» EXTRACTED INFORMATION:
PR #1296, opened 2020-02-13
Tech/journal performance

matthew2564:
## Description
After some digging around, noticed that the canStartTest function in the Slot provider was causing the performance issue. Then subsequently traced the source of the problem to the use of moment in the DateTime class. The use of Moment was in a loop that was firing extensively and causing memory issues. After using the JS date functions instead started to notice vast improvements. Not sure if its worth investigating using a different version of Moment as a test to see if that has any bearing.
## Checklist

### DIFF
--- a/src/providers/slot/slot.ts
+++ b/src/providers/slot/slot.ts
@@ -73,7 +73,7 @@ export class SlotProvider {
       numberOfDaysToView,
       (d: number): string => this.dateTimeProvider.now().add(d, Duration.DAY).format('YYYY-MM-DD'),
     );
-    const emptyDays = days.reduce((days: { [k: string]: SlotItem[] }, day: string) => ({...days, [day]: []}), {});
+    const emptyDays = days.reduce((days: { [k: string]: SlotItem[] }, day: string) => ({ ...days, [day]: [] }), {});
 
     return {
       ...emptyDays,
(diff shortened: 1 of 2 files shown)


ammarhaiderbjss (changes requested):
@matthew2564 Could we please get a description of the changes and how it relate to tackling performance issues?

src/providers/slot/slot.ts
```diff
@@ -99,30 +102,34 @@ export class SlotProvider {
...
+      const slotHasPeriodEndCriteria: boolean = this.hasPeriodEndCriteria(slotStartDate, period.to);
       return period.testCategory === testCategory && slotHasPeriodStartCriteria && slotHasPeriodEndCriteria;
     });
     return periodsPermittingStart.length > 0;
   }
 
-  private hasPeriodStartCriteria(slotDate: DateTime, periodFrom: string) {
-    const periodStartDate = new DateTime(periodFrom);
-    return slotDate.daysDiff(periodStartDate) <= 0;
+  private dateDiffInDays = (startDate: Date, periodDate: Date): number => {
```
ammarhaiderbjss: Quick unit test to cover this new method?

ammarhaiderbjss (changes requested):
Just a unit test for `dateDiffInDays()` :)

src/providers/slot/slot.ts
matthew2564: shall i make it public in order to test it?

rossfauldsbjss (approved):
looks good

ammarhaiderbjss (approved):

» WHAT THE EXERCISE ASKS: Lines in the data that include the word "ammarhaiderbjss" should all be copied.

» WRITTEN ANSWER:
ammarhaiderbjss (changes requested):
ammarhaiderbjss: Quick unit test to cover this new method?
ammarhaiderbjss (changes requested):
ammarhaiderbjss (approved):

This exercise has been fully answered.